• Activity:
From the entries that follow, copy each line in which "many" appears.

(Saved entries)
**********
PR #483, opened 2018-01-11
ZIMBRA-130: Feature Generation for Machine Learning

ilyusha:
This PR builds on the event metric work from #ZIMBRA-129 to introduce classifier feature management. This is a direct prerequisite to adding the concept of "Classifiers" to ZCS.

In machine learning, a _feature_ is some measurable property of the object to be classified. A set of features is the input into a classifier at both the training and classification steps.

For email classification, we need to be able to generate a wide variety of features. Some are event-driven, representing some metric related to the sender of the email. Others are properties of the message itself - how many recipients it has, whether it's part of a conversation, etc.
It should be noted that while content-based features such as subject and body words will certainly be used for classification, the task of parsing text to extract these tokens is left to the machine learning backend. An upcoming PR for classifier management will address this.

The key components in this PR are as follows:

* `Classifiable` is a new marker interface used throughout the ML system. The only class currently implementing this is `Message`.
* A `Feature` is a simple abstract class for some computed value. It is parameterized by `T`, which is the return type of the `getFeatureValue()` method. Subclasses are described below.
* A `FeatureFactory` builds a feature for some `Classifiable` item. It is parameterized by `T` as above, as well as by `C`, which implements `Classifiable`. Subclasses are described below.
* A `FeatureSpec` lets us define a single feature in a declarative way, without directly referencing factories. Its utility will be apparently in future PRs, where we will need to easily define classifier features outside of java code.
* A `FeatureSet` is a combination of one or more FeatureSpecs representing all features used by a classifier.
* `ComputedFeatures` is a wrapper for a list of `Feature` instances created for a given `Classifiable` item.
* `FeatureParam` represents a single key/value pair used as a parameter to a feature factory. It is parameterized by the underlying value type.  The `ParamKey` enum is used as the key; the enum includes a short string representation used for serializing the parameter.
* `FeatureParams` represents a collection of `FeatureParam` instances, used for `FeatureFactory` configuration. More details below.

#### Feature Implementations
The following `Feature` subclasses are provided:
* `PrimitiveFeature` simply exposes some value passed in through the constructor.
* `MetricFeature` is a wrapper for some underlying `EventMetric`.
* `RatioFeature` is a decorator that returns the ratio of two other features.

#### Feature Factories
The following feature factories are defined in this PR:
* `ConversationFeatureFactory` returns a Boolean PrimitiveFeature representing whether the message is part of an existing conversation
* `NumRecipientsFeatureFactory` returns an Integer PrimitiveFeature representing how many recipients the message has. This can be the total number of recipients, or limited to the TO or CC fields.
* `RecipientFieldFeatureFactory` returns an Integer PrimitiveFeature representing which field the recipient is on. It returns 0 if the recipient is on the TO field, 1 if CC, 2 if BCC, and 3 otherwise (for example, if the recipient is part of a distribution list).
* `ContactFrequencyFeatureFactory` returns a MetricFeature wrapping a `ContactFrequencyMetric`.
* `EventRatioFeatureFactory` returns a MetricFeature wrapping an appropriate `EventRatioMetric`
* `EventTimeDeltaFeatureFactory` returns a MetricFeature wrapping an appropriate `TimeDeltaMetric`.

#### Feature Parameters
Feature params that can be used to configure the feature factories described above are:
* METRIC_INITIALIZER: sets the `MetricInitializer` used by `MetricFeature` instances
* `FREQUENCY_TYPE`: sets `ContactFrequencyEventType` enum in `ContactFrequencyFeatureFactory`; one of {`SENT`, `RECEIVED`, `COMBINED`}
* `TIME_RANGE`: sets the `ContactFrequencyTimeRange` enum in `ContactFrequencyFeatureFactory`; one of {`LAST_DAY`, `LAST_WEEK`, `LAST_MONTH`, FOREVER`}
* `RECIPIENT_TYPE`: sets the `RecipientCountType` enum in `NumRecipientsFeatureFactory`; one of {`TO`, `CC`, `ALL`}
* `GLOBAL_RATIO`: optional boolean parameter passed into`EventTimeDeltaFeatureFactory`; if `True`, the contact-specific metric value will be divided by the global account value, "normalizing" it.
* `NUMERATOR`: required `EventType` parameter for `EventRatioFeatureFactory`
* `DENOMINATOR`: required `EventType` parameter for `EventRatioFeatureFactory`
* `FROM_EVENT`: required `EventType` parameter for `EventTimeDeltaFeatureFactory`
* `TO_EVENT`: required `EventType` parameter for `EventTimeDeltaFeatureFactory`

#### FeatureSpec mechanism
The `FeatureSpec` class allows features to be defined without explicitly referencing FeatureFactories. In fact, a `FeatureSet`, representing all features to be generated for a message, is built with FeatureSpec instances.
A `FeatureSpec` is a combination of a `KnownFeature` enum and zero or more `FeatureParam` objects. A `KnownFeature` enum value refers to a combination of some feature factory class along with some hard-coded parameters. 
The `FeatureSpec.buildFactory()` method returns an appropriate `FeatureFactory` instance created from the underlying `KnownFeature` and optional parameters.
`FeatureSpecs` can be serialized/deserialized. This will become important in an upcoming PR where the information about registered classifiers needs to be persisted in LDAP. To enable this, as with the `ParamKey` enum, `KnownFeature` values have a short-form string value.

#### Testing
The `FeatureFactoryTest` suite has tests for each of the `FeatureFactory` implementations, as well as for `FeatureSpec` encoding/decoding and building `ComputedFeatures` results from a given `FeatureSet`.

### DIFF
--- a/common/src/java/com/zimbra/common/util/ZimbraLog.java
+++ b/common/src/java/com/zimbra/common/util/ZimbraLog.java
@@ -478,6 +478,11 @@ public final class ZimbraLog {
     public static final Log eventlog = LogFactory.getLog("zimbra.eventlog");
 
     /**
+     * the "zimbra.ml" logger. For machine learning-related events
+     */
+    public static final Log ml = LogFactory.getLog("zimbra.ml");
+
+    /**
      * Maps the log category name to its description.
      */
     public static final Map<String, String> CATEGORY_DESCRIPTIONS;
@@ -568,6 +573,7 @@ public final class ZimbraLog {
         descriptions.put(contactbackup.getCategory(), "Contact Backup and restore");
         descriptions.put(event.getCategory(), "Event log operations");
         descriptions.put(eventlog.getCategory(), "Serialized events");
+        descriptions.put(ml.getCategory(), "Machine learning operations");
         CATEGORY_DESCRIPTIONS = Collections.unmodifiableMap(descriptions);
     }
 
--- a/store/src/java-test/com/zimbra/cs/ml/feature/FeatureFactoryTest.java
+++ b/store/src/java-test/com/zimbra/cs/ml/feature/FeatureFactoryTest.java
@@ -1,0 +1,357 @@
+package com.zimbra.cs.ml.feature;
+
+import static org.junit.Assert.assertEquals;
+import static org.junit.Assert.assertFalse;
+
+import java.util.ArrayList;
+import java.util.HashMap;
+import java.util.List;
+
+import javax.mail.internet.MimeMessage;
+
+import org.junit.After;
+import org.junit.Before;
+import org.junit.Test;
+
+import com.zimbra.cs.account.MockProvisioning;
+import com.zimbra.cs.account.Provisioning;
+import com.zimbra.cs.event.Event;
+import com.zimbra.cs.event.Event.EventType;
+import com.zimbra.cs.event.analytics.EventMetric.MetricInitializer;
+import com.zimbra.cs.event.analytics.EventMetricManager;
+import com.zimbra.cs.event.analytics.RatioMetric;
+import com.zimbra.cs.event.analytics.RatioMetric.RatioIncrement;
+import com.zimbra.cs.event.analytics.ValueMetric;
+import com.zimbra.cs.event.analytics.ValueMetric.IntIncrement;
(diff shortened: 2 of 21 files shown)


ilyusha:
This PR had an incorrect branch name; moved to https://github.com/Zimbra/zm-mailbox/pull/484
**********
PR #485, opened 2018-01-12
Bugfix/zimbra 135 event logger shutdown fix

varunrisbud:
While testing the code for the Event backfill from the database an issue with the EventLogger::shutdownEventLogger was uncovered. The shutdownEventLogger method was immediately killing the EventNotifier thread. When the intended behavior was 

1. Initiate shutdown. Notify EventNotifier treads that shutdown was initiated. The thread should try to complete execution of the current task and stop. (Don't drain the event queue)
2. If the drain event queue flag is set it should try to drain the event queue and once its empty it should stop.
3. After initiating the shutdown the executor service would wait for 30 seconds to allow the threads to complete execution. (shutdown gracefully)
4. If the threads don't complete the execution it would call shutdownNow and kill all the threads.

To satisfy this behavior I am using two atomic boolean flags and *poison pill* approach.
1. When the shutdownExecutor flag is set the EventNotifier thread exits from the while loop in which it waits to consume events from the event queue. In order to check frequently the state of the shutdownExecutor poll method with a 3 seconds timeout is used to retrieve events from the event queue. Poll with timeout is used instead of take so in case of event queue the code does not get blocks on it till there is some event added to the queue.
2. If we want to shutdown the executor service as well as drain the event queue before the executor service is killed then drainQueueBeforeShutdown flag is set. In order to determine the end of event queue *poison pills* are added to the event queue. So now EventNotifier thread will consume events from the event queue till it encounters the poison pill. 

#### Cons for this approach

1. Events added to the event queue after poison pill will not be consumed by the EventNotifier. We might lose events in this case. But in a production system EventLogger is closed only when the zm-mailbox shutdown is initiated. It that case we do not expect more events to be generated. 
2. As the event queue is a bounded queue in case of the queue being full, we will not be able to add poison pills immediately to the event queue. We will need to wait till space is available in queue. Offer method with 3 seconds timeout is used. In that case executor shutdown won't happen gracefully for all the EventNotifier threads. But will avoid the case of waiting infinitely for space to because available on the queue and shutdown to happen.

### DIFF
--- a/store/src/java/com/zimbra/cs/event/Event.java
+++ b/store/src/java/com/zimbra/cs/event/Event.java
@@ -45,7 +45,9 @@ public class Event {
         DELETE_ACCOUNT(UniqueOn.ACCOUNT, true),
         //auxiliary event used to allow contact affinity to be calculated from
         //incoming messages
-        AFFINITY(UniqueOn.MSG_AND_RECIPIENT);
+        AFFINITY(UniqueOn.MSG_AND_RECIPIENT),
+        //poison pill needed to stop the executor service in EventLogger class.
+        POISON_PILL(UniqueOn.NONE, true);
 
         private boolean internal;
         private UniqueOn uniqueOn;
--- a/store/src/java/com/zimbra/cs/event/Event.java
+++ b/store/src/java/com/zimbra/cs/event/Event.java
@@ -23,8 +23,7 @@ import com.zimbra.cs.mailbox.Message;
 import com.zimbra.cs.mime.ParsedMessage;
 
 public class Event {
**********
• Expected answer:
For email classification, we need to be able to generate a wide variety of features. Some are event-driven, representing some metric related to the sender of the email. Others are properties of the message itself - how many recipients it has, whether it's part of a conversation, etc.
* `NumRecipientsFeatureFactory` returns an Integer PrimitiveFeature representing how many recipients the message has. This can be the total number of recipients, or limited to the TO or CC fields.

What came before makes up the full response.